In the context of Medicare Advantage (“MA”) reform initiatives, we previously addressed the Centers for Medicare & Medicaid Services’ (“CMS”) December 27, 2022 proposal to amend its regulations set forth at 42 C.F.R. § 401.305(a) regarding the standard for an “identified overpayment” under Medicare Parts A–D, to align such regulations with section 1128J(d)(4)(A) of the Social Security Act, which incorporates by reference the “knowledge” standard from the Federal False Claims Act (“FCA”) (the “2022 Proposed Rule”). The 2022 Proposed Rule specifically proposes removing the currently existing “reasonable diligence” standard and, instead, adopting the FCA’s definition of “knowing” and “knowingly” as set forth in the FCA, 31 U.S.C. § 3729(b)(1)(A). Aside from a notable omission in the 2024 MA and Part D final rule, the public had been anxiously awaiting any update from CMS about its proposed amendments set forth in the 2022 Proposed Rule—until recently.

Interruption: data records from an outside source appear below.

PR #1126, opened 2024-03-12
Manual mask names

### LINKED ISSUE #1125: Duplicate FOV name issues with cell table generation

**Describe the bug**
If the user has a naming convention of `fov1` and `fov1_duplicate`, this causes an issue in `generate_cell_table()` due to some ezseg updates. Specifically, the function `get_existing_mask_types()` is run per FOV to detect any masks that may exist for that image, so when processing fov1 it returns the "mask types": ['whole_cell', 'nuclear', 'duplicate_whole_cell', 'duplicate_nuclear']. 

After chatting with @bryjcannon, we think it would be best for the user to just specify which mask names to look for (defaulted to ['whole_cell'] for the cell segmentation notebook and an argument in the ezseg notebook) rather than automating something so simple.

**Expected behavior**
Be able to generate a cell table no matter any odd FOV naming conventions.

**To Reproduce**
Try to run the segmentation notebook with the specified FOV names.

camisowers:

Closes #1125.

1. Prevents duplicate names from causing issues while generating the cell table.
2. Theres currently also a bug in the nuclear expression logic.
Currently if `nuclear_counts=True`, the nuclear counts are calculated in a loop for each mask (large/unnecessary computation burden for many ezseg masks).
The cell table creates it's own set of rows for the nuclear masks according to the ezseg logic, while also having a second set of columns suffixed with _nuclear using traditional cell table logic.  We want to remove the duplicated nuclear expression values, as well as saving the computational effort.

1. Adds `mask_types` as an optional argument to `generate_cell_table()` detailing which masks to extract expression data for; the default is set to ['whole_cell'].
2. Ensure nuclear counts are only done once, when the whole cell masks are being processed.

**Remaining issues**

Add manual mask name specification into the ez segmenter notebook. @bryjcannon

### DIFF
--- a/src/ark/segmentation/marker_quantification.py
+++ b/src/ark/segmentation/marker_quantification.py
@@ -476,10 +476,10 @@ def generate_cell_table(segmentation_dir, tiff_dir, img_sub_folder="TIFs",
         nuclear_counts (bool):
             boolean flag to determine whether nuclear counts are returned, note that if
             set to True, the compartments coordinate in segmentation_labels must contain 'nuclear'
-        mask_types (list):
-            if set, skips the custom regionprops and expensive base regionprops extraction steps
         fast_extraction (bool):
             if set, skips the custom regionprops and expensive base regionprops extraction steps
+        mask_types (list):
+            list of masks to extract data for, defaults to ['whole_cell']
         **kwargs:
             arbitrary keyword arguments for signal and regionprops extraction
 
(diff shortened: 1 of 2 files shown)


srivarra (approved):
Looks good!!

bryjcannon:
Code looks good with, just need to update the example_dataset and can then merge with main.

srivarra:
@camisowers Dataset is updated, this is good to go.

On July 10, 2024, in connection with its calendar year 2025 physician fee schedule publication, CMS issued a proposed rule that included, not only retaining its amendment proposals set forth in the 2022 Proposed Rule (discussed above), but also an additional proposal to amend its regulations set forth at 42 C.F.R. § 401.305(b) regarding the deadline for reporting and returning overpayments (the “2024 Proposed Rule”). We note that, as with the 2022 Proposed Rule, the proposals set forth in the 2024 Proposed Rule affect Medicare Part A–D, even though they are couched in the physician fee schedule publication. In the 2024 Proposed Rule, CMS proposes to add a new subsection that specifies the circumstances under which the deadline for reporting and returning overpayments would be suspended to allow time for an investigation and calculation of overpayments. As proposed, the new subsection would suspend the 60-day deadline for returning overpayments (or continue the suspension following the completion of a timely, good-faith investigation) when the following occurs:

  1. A person has identified an overpayment but has not yet completed a good-faith investigation to determine the existence of related overpayments that may arise from the same or similar cause or reason as the initially identified overpayment; and
  2. The person conducts a timely, good-faith investigation to determine whether related overpayments exist.

In such case, the obligation to return the initially identified overpayment and related payments will remain suspended until the earlier of the date that:

  1. The investigation of related overpayments has concluded and the aggregate amount of the initially identified overpayments and related overpayments is calculated; or
  2. Is 180 days after the date on which the identified overpayment was identified.

According to CMS, this amendment proposal responds to many of the comments it received relating to the 2022 Overpayment Rule’s proposal to remove a perceived six-month time period to investigate all overpayments that was referenced in an example set forth in the 2016 preamble creating the currently existing regulation. As explained by CMS in the 2024 Proposed Rule: The 2022 Proposed Rule “was silent on this [latter] point and did not remove this time period to investigate overpayments. We understand the importance of allowing time to investigate and calculate overpayments. Therefore, we propose to codify this allowance into regulation proposed at [§] 401.30(b)(3)(ii).”

Takeaways

As is evident by the 2024 Proposed Rule, CMS continues to recognize and reinforce the value of suspending the deadline for returning overpayments from self-disclosing parties to CMS pursuant to its Voluntary Self-Referral Disclosure Protocol and to the Office of Inspector General pursuant to its Health Care Fraud Self Disclosure Protocol. Additionally, CMS acknowledges the amount of time potentially needed to investigate and, ultimately, to identify any overpayments to be reported and returned. However, the suspension of the requirements are only allowable pursuant to a good-faith investigation. Although CMS has yet to define or explain what it means by good-faith, one can likely presume a common sense, diligent approach to such an investigation as being sufficient.

CMS is soliciting comments to the 2024 Proposed Rule until 5 p.m. on September 9, 2024. Proskauer will continue to monitor for developments in the interim.